> _TASK DESCRIPTION_
Look through the entries below. Say how many lines include "coming", with nothing added.

Recorded data:
PR #1194, opened 2024-12-15
App manifest more cleanups

noise64:


vigoo:
I see the composed WASM files' name has changed (lost the `-composed` part). Can we change it back (override it in the manifest, I guess)? 
Reason is I already added the uncomposed versions of these WASMs in https://github.com/golemcloud/golem/pull/1188 to have tests both with linked stub and without. 

We probably will remove the "stubbed" ones once everything is done but for now there is no option yet to skip the compose part in the stub generator, so I just wanted to have the manually created "non-stubbed" wasms as "caller.wasm" and the stubbed as "caller-composed.wasm" to be able to have them both in the tests.

noise64:
@vigoo will change those back with manifest, sorry for dropping them

wasm-ast/wasm/auction_registry_composed.wat
vigoo, line 1: I don't think we need this file, was itin the repo already?

noise64: image
it is on master

wasm-rpc-stubgen/src/rust.rs
```diff
@@ -394,6 +394,7 @@ fn generate_function_stub_source(
     );
 
     let rpc = match mode {
+        // TODO: these restrictions on static seems to be arbitrary, let's recheck
```
vigoo, line 397: If you check what it is used for, you see that it is a real limitation. The stub implementation requires an `rpc` value (which is a host owned resource of the wasm-rpc implementation). For a constructor, it is created in the stub's constructor so it is the local variable `rpc`. For methods, it is coming from `self.rpc`. For a static method in general, there is no way to get the reference to it. So this is a workaround making it at least somewhat usable, by supporting static functions that are in reality "methods" just not marked as such.

A better solution would be to construct a new rpc resource temporarily for these calls (the whole thing was designed in a way that the RPC resource is kept open to allow optimizations like keeping an open channel between workers). 

But as we are going to drop the generated stubs anyway, I think we can live with this limitation for now and solve it only in the dynamic linked stubs.

wasm-rpc-stubgen/src/rust.rs
```diff
@@ -476,10 +477,10 @@ fn generate_function_stub_source(
                 Span::call_site(),
             );
             let root_name = Ident::new(
-                &format!("{}_stub", def.source_package_name.name.to_snake_case()),
+                &format!("{}_client", def.source_package_name.name.to_snake_case()),
```
vigoo, line 480: Should not all these format!-d names coming from the `names` module instead?

noise64: they should

noise64: i will do another round on searching for them

noise64: updated the PR with more naming things

wasm-ast/wasm/auction_registry_composed.wat
noise64: deleted

vigoo (approved):

golem-cli/src/command/component.rs
```diff
@@ -703,7 +704,10 @@ impl ApplicationComponentContext {
             .application_context
             .application
             .component_wasm_rpc_dependencies(component_name)
-            .clone();
+            .iter()
```
vigoo, line 707: I actually did not do this intentionally. But ok to change it.

(It does not really matter because the dynamic linker is only handling the interfaces that were not linked statically)

vigoo (approved):

golem-cli/src/command/component.rs
noise64: it was confusing for me that it was adding static deps into the dynamic_linking field

noise64: especially not that we show them in the cli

> _RESPONSE BOX_
2